» TASK: Each entry is to be restated word for word, with nothing omitted.

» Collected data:
++++++++
PR #979, opened 2025-03-10
chore(form-field-text-like): Added role=status for loading indicator

jason-evans-genesys:
✅ Closes: COMUI-3408

I added role="status" around the loading indicator for now so voiceover will pick up when the loading indicator is visible or not. 

There is a new ticket to ask UX why we need a loading indicator for all inputs and then also maybe making an API change to slot in the loading indicator element: https://inindca.atlassian.net/browse/COMUI-3539


packages/genesys-spark-components/src/components/stable/gux-form-field/components/gux-form-field-text-like/example.html
```diff
@@ -232,7 +240,13 @@ <h2>Examples</h2>
   </fieldset>
 </form>
 
-<style>
+<style
+  onload="(function () {
+  window.setInterval(() => {
+    document.getElementById('dynamic-loading').toggleAttribute('loading');
```
jason-evans-genesys, line 246: Do you all think it's not optimal to use setInterval here or does it not matter since it's an example page and I'm trying to demonstrate the loading indicator dynamically showing/hiding so we can see if voiceover picks up on the change?

katie-bobbe-genesys: Were you able to get voiceover to announce the change when it is dynamically showing/hiding? I wasn't able to get my voiceover to read it out

jason-evans-genesys: @katie-bobbe-genesys I notice voiceover announcing the change if I'm focused into this input:
Screenshot 2025-03-24 at 4 39 22 PM

gavin-everett-genesys: @jason-evans-genesys It does announce `Loading` for me in chrome and firefox when I am on the text-field itself when using voiceover for me. So I think this is fine ? 

See video below : 

https://github.com/user-attachments/assets/9379f933-9f87-4991-862a-c32def179279

Happy to approve there is just a failing build.

jason-evans-genesys: @gavin-everett-genesys build error fixed!

gavin-everett-genesys (approved):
++++++++
» OUTPUT FOR THIS EXERCISE:
PR #979, opened 2025-03-10
chore(form-field-text-like): Added role=status for loading indicator

jason-evans-genesys:
✅ Closes: COMUI-3408

I added role="status" around the loading indicator for now so voiceover will pick up when the loading indicator is visible or not. 

There is a new ticket to ask UX why we need a loading indicator for all inputs and then also maybe making an API change to slot in the loading indicator element: https://inindca.atlassian.net/browse/COMUI-3539


packages/genesys-spark-components/src/components/stable/gux-form-field/components/gux-form-field-text-like/example.html
```diff
@@ -232,7 +240,13 @@ <h2>Examples</h2>
   </fieldset>
 </form>
 
-<style>
+<style
+  onload="(function () {
+  window.setInterval(() => {
+    document.getElementById('dynamic-loading').toggleAttribute('loading');
```
jason-evans-genesys, line 246: Do you all think it's not optimal to use setInterval here or does it not matter since it's an example page and I'm trying to demonstrate the loading indicator dynamically showing/hiding so we can see if voiceover picks up on the change?

katie-bobbe-genesys: Were you able to get voiceover to announce the change when it is dynamically showing/hiding? I wasn't able to get my voiceover to read it out

jason-evans-genesys: @katie-bobbe-genesys I notice voiceover announcing the change if I'm focused into this input:
Screenshot 2025-03-24 at 4 39 22 PM

gavin-everett-genesys: @jason-evans-genesys It does announce `Loading` for me in chrome and firefox when I am on the text-field itself when using voiceover for me. So I think this is fine ? 

See video below : 

https://github.com/user-attachments/assets/9379f933-9f87-4991-862a-c32def179279

Happy to approve there is just a failing build.

jason-evans-genesys: @gavin-everett-genesys build error fixed!

gavin-everett-genesys (approved):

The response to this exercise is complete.